The influence of pH and temperature on benthic chlorophyll-a: Insights from SHAP-XGBoost and random forest models
Sangar Khan, Noël P. D. Juvigny‐Khenafou, Tatenda Dalu, Paul J. Milham, Yasir Hamid, Kamel Mohamed Eltohamy, Habib Ullah, Bahman Jabbarian Amiri, Hao Chen, Naicheng Wu
Abstract
Biological threats to river health relate to algal biomass, for which benthic chlorophyll– a (chl– a ) is an indicator; consequently, predicting chl– a helps understand ecosystem dynamics. There is little information on machine learning predictive models of benthic chl– a and input parameters in lotic ecosystems, and to fill this gap, we predict benthic chl– a levels in China's Thousand Islands Lake (TIL) watershed using machine learning algorithms. Water samples for nutrient and metal analysis were collected across 147 sites in the TIL catchment. We employed Random Forest (RF), eXtreme gradient boosting (XGBoost) and SHAP-enhanced eXtreme gradient boosting (SHAP XGBoost) models, alongside Support Vector Regression (SVR), to predict chl– a levels in diverse reaches and identify the key determinants.

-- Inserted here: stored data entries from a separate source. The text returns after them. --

PR #1132, opened 2019-09-10
Better handling of bitcoind failures

araspitzu:
Currently eclair checks for bitcoin connectivity only at startup but if for any reason bitcoin _becomes_ unreachable eclair won't stop the channel operations, this is dangerous and can lead to fund loss (undetected channel breaches). This PR introduces a `FatalErrorMonitor` actor that will monitor for unrecoverable/fatal errors and halt eclair when they are detected, currently only the ZMQ disconnection is handled.

### DIFF
--- a/eclair-core/src/main/resources/reference.conf
+++ b/eclair-core/src/main/resources/reference.conf
@@ -27,6 +27,7 @@ eclair {
     rpcpassword = "bar"
     zmqblock = "tcp://127.0.0.1:29000"
     zmqtx = "tcp://127.0.0.1:29000"
+    disconnect-grace-seconds = 60
   }
 
   min-feerate = 3 // minimum feerate in satoshis per byte
--- a/eclair-core/src/main/scala/fr/acinq/eclair/Setup.scala
+++ b/eclair-core/src/main/scala/fr/acinq/eclair/Setup.scala
@@ -263,7 +263,7 @@ class Setup(datadir: File,
       server = system.actorOf(SimpleSupervisor.props(Server.props(nodeParams, authenticator, serverBindingAddress, Some(tcpBound)), "server", SupervisorStrategy.Restart))
       paymentInitiator = system.actorOf(SimpleSupervisor.props(PaymentInitiator.props(nodeParams, router, register), "payment-initiator", SupervisorStrategy.Restart))
       _ = for (i <- 0 until config.getInt("autoprobe-count")) yield system.actorOf(SimpleSupervisor.props(Autoprobe.props(nodeParams, router, paymentInitiator), s"payment-autoprobe-$i", SupervisorStrategy.Restart))
-      _ = system.actorOf(SimpleSupervisor.props(Props(new FatalErrorMonitor), "fatal-error-actor", SupervisorStrategy.Restart))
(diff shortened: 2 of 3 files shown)


araspitzu:
There is no test here because testing `System.exit( )` is quite hard, the test suite terminates and breaks the CI. I couldn't find an option to fork the jvm only for one test, suggestions are very welcome.

araspitzu:
I found [this check](https://github.com/ACINQ/eclair/blob/f724efaa76b256048de18f706e9cb58ecbebd6aa/eclair-core/src/main/scala/fr/acinq/eclair/blockchain/bitcoind/BitcoinCoreWallet.scala#L125) which is checking for the same error that i observer "in the wild" to some eclair users (running eclair with bitcoind **reindexing**), however something did not go as planned. Looking at  `BitcoinCoreWallet.scala` line 127 is never reached and eclair doesn't stop, instead the call returns `true` which leads to the channel being abruptly closed and removed from the channel db.

Relevant part of the logs where we wrongly detect the funding tx being double spent: 
```
f.a.e.channel.Channel  - funding tx has been double spent! fundingTxid=YYYYY fundingTx=XXXXX
f.a.e.channel.Channel  n:AAAAAA c:BBBBBBB - failed to publish funding tx
f.a.e.channel.Channel  n:AAAAAA c:BBBBBBB - deleting database record for channelId=BBBBBBB
```
Note that the user's bitcoind was reindexing and it was responding:
`No such mempool transaction. Blockchain transactions are still in the process of being indexed. Use gettransaction for wallet transactions.`

This comes from [this line](https://github.com/bitcoin/bitcoin/commit/6d772a3d441875fbdcd7c15aaa8d9b97f61aa3a9#diff-01aa7d1d32f1b9e5a836c9c411978918R190) and it's no surprise that it doesn't match with our wallet [check](https://github.com/ACINQ/eclair/blob/f724efaa76b256048de18f706e9cb58ecbebd6aa/eclair-core/src/main/scala/fr/acinq/eclair/blockchain/bitcoind/BitcoinCoreWallet.scala#L125) since the error from bitcoind does **not** contain "indexing". I wonder if fixing that would have avoided troubles and perhaps even this PR is not necessary if the check works.

pm47:
Good catch. The problem with this kind of hacks is that it's very difficult to test. We should probably just look for string "index" here.

araspitzu:
Yeah string based matching is very error prone, the only way we can detect errors/changes in advance is through extensive regression testing. After the findings from my last comment what do you think of this PR? The `indexed`/`indexing` issue can be solved separately from the PR but i think it still makes sense to work on a general monitor mechanism for bitcoind (am i the only one feels this need?). I just added a tiny improvement on the `FatalMonitorActor` to make it less trigger happy.

pm47:
I would first fix the `indexed`/`indexing` mismatch.

I'm unconvinced that monitoring ZMQ connections is the right way to go. I believe stopping eclair when there are RPC errors at e.g. eclair startup or channel opening makes more sense, because there is an interaction with the user and he could notice that something is wrong. Just having eclair stop when the user is asleep doesn't seem to be a good thing.

araspitzu:
Okay then let's close this PR and fix the `indexed`/`indexing` issue on another one, after all it seems to be a fairly common error the users are hitting.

The XGBoost outperformed the RF model in the test, training and validation datasets. In the SHAP XGBoost, pH was the most important characteristic, followed by mean average temperature (AT). The SVR demonstrated that AT is vital for the upper and middle catchment reaches, while pH is more important in the lower reaches. In partial dependence plots, the chl– a concentration depended highly on pH and AT. High pH and AT released P from stream colloids, lowered colloid adsorption, increasing chl– a concentration. We concluded that the SHAP XGBoost model could be used to identify the key determinants of chl– a from chemical and physical variables in the lotic system. • Water pH and temperature predict benthic chlorophyll- a in freshwater. • SHAP XGboost performed better than the random forest model. • Temperature and water pH predict chlorophyll-a in upper, middle, and lower reaches.